_DIRECTIONS FOR THIS TASK_
Retyping the records exactly is the whole task.

----

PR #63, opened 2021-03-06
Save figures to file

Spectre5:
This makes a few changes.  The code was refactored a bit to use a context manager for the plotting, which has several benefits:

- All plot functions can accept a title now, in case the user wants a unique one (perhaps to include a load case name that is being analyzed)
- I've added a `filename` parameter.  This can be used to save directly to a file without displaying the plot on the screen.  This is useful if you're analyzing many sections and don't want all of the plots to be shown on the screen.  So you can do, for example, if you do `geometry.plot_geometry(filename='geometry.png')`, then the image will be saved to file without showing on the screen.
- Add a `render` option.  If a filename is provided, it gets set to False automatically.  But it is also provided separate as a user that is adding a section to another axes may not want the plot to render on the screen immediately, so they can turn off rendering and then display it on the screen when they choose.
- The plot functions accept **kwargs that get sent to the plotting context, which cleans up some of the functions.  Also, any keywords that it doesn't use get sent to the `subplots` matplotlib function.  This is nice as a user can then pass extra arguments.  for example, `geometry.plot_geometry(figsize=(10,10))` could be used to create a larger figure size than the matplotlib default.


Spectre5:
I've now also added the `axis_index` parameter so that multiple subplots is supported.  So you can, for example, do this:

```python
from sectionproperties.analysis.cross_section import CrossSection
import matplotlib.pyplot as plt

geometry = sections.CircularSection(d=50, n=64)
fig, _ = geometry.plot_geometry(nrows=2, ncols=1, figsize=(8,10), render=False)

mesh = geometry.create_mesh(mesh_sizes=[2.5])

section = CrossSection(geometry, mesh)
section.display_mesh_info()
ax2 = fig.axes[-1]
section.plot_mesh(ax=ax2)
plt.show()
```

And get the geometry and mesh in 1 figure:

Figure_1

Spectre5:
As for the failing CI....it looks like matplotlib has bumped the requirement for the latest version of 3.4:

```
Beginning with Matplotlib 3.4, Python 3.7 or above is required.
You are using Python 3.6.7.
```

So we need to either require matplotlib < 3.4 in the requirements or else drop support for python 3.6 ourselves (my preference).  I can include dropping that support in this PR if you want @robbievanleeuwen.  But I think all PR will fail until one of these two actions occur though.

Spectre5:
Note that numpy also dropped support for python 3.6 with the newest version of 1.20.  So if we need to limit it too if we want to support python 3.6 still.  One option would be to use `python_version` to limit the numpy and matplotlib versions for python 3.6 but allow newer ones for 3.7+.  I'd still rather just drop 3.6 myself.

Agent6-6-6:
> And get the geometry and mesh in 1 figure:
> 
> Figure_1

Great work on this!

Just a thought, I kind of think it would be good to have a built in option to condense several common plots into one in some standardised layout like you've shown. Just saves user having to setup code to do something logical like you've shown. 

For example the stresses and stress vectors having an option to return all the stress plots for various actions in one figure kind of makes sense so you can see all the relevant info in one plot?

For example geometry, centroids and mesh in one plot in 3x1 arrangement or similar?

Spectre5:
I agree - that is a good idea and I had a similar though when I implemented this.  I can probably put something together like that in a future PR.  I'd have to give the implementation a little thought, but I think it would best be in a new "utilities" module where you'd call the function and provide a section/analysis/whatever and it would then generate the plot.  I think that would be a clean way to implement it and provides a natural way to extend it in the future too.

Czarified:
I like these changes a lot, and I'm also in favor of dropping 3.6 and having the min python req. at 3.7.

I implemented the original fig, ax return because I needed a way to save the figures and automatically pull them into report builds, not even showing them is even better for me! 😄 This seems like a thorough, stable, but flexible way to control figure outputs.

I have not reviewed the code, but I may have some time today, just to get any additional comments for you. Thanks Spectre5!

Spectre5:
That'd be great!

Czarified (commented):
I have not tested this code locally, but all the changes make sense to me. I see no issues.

----

_SOLUTION FOR THIS PROBLEM_
PR #63, opened 2021-03-06
Save figures to file

Spectre5:
This makes a few changes.  The code was refactored a bit to use a context manager for the plotting, which has several benefits:

- All plot functions can accept a title now, in case the user wants a unique one (perhaps to include a load case name that is being analyzed)
- I've added a `filename` parameter.  This can be used to save directly to a file without displaying the plot on the screen.  This is useful if you're analyzing many sections and don't want all of the plots to be shown on the screen.  So you can do, for example, if you do `geometry.plot_geometry(filename='geometry.png')`, then the image will be saved to file without showing on the screen.
- Add a `render` option.  If a filename is provided, it gets set to False automatically.  But it is also provided separate as a user that is adding a section to another axes may not want the plot to render on the screen immediately, so they can turn off rendering and then display it on the screen when they choose.
- The plot functions accept **kwargs that get sent to the plotting context, which cleans up some of the functions.  Also, any keywords that it doesn't use get sent to the `subplots` matplotlib function.  This is nice as a user can then pass extra arguments.  for example, `geometry.plot_geometry(figsize=(10,10))` could be used to create a larger figure size than the matplotlib default.


Spectre5:
I've now also added the `axis_index` parameter so that multiple subplots is supported.  So you can, for example, do this:

```python
from sectionproperties.analysis.cross_section import CrossSection
import matplotlib.pyplot as plt

geometry = sections.CircularSection(d=50, n=64)
fig, _ = geometry.plot_geometry(nrows=2, ncols=1, figsize=(8,10), render=False)

mesh = geometry.create_mesh(mesh_sizes=[2.5])

section = CrossSection(geometry, mesh)
section.display_mesh_info()
ax2 = fig.axes[-1]
section.plot_mesh(ax=ax2)
plt.show()
```

And get the geometry and mesh in 1 figure:

Figure_1

Spectre5:
As for the failing CI....it looks like matplotlib has bumped the requirement for the latest version of 3.4:

```
Beginning with Matplotlib 3.4, Python 3.7 or above is required.
You are using Python 3.6.7.
```

So we need to either require matplotlib < 3.4 in the requirements or else drop support for python 3.6 ourselves (my preference).  I can include dropping that support in this PR if you want @robbievanleeuwen.  But I think all PR will fail until one of these two actions occur though.

Spectre5:
Note that numpy also dropped support for python 3.6 with the newest version of 1.20.  So if we need to limit it too if we want to support python 3.6 still.  One option would be to use `python_version` to limit the numpy and matplotlib versions for python 3.6 but allow newer ones for 3.7+.  I'd still rather just drop 3.6 myself.

Agent6-6-6:
> And get the geometry and mesh in 1 figure:
> 
> Figure_1

Great work on this!

Just a thought, I kind of think it would be good to have a built in option to condense several common plots into one in some standardised layout like you've shown. Just saves user having to setup code to do something logical like you've shown. 

For example the stresses and stress vectors having an option to return all the stress plots for various actions in one figure kind of makes sense so you can see all the relevant info in one plot?

For example geometry, centroids and mesh in one plot in 3x1 arrangement or similar?

Spectre5:
I agree - that is a good idea and I had a similar though when I implemented this.  I can probably put something together like that in a future PR.  I'd have to give the implementation a little thought, but I think it would best be in a new "utilities" module where you'd call the function and provide a section/analysis/whatever and it would then generate the plot.  I think that would be a clean way to implement it and provides a natural way to extend it in the future too.

Czarified:
I like these changes a lot, and I'm also in favor of dropping 3.6 and having the min python req. at 3.7.

I implemented the original fig, ax return because I needed a way to save the figures and automatically pull them into report builds, not even showing them is even better for me! 😄 This seems like a thorough, stable, but flexible way to control figure outputs.

I have not reviewed the code, but I may have some time today, just to get any additional comments for you. Thanks Spectre5!

Spectre5:
That'd be great!

Czarified (commented):
I have not tested this code locally, but all the changes make sense to me. I see no issues.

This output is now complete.